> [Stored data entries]
---+---
PR #14627, opened 2024-04-24
Calling CLEAR_FIELD() on the same struct twice

zeertzjq:
Problem:  Calling CLEAR_FIELD() on the same struct twice.
Solution: Remove the second CLEAR_FIELD().  Move the assignment of
          cookie.sourceing_lnum.

### DIFF
--- a/src/scriptfile.c
+++ b/src/scriptfile.c
@@ -1273,7 +1273,7 @@ cmd_source(char_u *fname, exarg_T *eap)
 	    emsg(_(e_argument_required));
 	else
 	    // source ex commands from the current buffer
-	    do_source_ext(NULL, FALSE, FALSE, NULL, eap, clearvars);
+	    do_source_ext(NULL, FALSE, DOSO_NONE, NULL, eap, clearvars);
     }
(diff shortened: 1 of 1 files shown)


src/scriptfile.c
```diff
@@ -1273,7 +1273,7 @@ cmd_source(char_u *fname, exarg_T *eap)
 	    emsg(_(e_argument_required));
 	else
 	    // source ex commands from the current buffer
-	    do_source_ext(NULL, FALSE, FALSE, NULL, eap, clearvars);
+	    do_source_ext(NULL, FALSE, DOSO_NONE, NULL, eap, clearvars);
```
chrisbra, line 1276: This change should be testable

chrisbra:
Thanks, however I am not yet sure this is correct.

src/scriptfile.c
zeertzjq: `DOSO_NONE` and `FALSE` are the same value

chrisbra:
Thanks, looks good now, I was able to verify it now.

PR #14628, opened 2024-04-24
ci.yml: remove repo microsoft-prod.list

pheiduck:
This is added by default, and it is often broken, but we don't need anything from it.


chrisbra:
Thanks.

Issue #14626, opened 2024-04-24
Toggle comments in code


girishji:
This is a RFC. The proposal is to include a script in `autoload/` that provides a utility function to toggle comments in code. Something along the lines of https://github.com/habamax/.vim/blob/master/autoload/comment.vim (or tpope's vim-commentary, although I prefer habamax's vim9 solution).

chrisbra:
That sounds useful. @habamax would you be okay with this?

habamax:
sure, will prepare PR

PR #14634, opened 2024-04-25
Add comment toggling

habamax:
Refers to #14626


chrisbra:
Thanks. Can you add this:
```
	vim9script
	import autoload 'dist/comment.vim'
	nnoremap <silent> <expr> gc comment.Toggle()
	xnoremap <silent> <expr> gc comment.Toggle()
	nnoremap <silent> <expr> gcc comment.Toggle() .. '_'
```

into a new file `pack/dist/opt/comment/plugin/comment.vim`? 

Then we can add the following to the documentation:

```
 Load the plugin with this command: >
    packadd comment
<
This way you can use the plugin with the default key bindings `gc` and similar for commenting (which is a well-established mapping established in the Vim community). 

To have more control over the mappings used, add the following snippet to your .vimrc (assuming vim9 script): >
	vim9script
	import autoload 'dist/comment.vim'
	nnoremap <silent> <expr> gc comment.Toggle()
	xnoremap <silent> <expr> gc comment.Toggle()
	nnoremap <silent> <expr> gcc comment.Toggle() .. '_'
```

Something like this? 

Can you please also add yourself in the header of the autoload script as upstream author? And please also as [Codeowner](https://github.com/vim/vim/blob/master/.github/CODEOWNERS). We may also need to update the [Filelist](https://github.com/vim/vim/blob/master/Filelist)

clason:
Would it make sense to move the `autoload` to `pack/dist/opt/comment` as well then?

habamax:
It doesn't feel right to add help entry into filetype.txt though.

clason:
> It doesn't feel right to add help entry into filetype.txt though.

We put it in various.txt: https://github.com/neovim/neovim/blob/a736e845a48c5ccdcfeb4ea485aa859a04b35d59/runtime/doc/various.txt#L560-L597

chrisbra:
Thanks. I would move it to around here: https://github.com/vim/vim/blob/98b12ede31754071f36fb7a73324456c1ee7b89c/runtime/doc/usr_05.txt#L440 so it's close to the editorconfig and matchit install instructions.

We should also document the use of 'commentstring' option. Also that it won't do anything if this option isn't set for a particular filetype and how to set this to make `gc` work. The Neovim doc looks quite clear in this regard.

I am wondering, whether we should add help-tags for `gc`. That will certainly conflict with tpopes commentary plugin. So not sure if this is a particular good idea or not.

clason:
> I am wondering, whether we should add help-tags for gc. That will certainly conflict with tpopes commentary plugin. So not sure if this is a particular good idea or not.

We did, because otherwise `:h gc` won't work because there are tags with a higher score. And conflicts (E154) are only triggered by duplicate tags in the same directory? @zeertzjq

zeertzjq:
Since this is an optional plugin, maybe mapping tags like `gc` should be added to `pack/dist/opt/comment/doc/` instead, so that they are only found when the plugin is loaded.

Shane-XB-Qian:
> I am wondering, whether we should add help-tags for `gc`. That will certainly conflict with tpopes commentary plugin. So not sure if this is a particular good idea or not.

please let the choice back to users, there lots wonderful vim plugins, it should be not possible to add them all within vim,
besides some users specifically may just like tpopes' commentary (e.g me), so that conflict may not be liked by amount of people.

-- 
shane.xb.qian

habamax:
> We should also document the use of 'commentstring' option. Also that it won't do anything if this option isn't set for a particular filetype and how to set this to make gc work. The Neovim doc looks quite clear in this regard.

If it would wait another week or so, or anyone else would be able to add this documentation.

Shane-XB-Qian:
> > please let the choice back to users, there lots wonderful vim plugins, it should be not possible to add them all within vim,
> > besides some users specifically may just like tpopes' commentary (e.g me), so that conflict may not be liked by amount of people.
> 
> It's completly optional. You will need to use `packadd` to use it. Or simply use your favorite other plugin. And it makes sense, to add the plugin specific documentation into the package itself. 

yes, if really added this within vim, i think @zeertzjq 's suggestion should be acceptable; or leave it alone, this commentary plugin looked was not so essential, visual-selection operation can do it also.

-- 
shane.xb.qian

chrisbra:
Thanks all. I have included it and adjusted the documentation.

@habamax I made a simple change to the plugin, so that it doesn't error out for non-modifiable buffers: https://github.com/vim/vim/blob/5400a5d4269874fe4f1c35dfdd3c039ea17dfd62/runtime/pack/dist/opt/comment/autoload/comment.vim#L18

ColinKennedy:
Related: https://github.com/neovim/neovim/pull/28176

habamax:
Thanks, @chrisbra!

girishji:
Thank you, @habamax and @chrisbra :)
---+---
Say how many lines in the data above contain the string "documentation", and give no other output.

> [COMPLETED EXERCISE] 4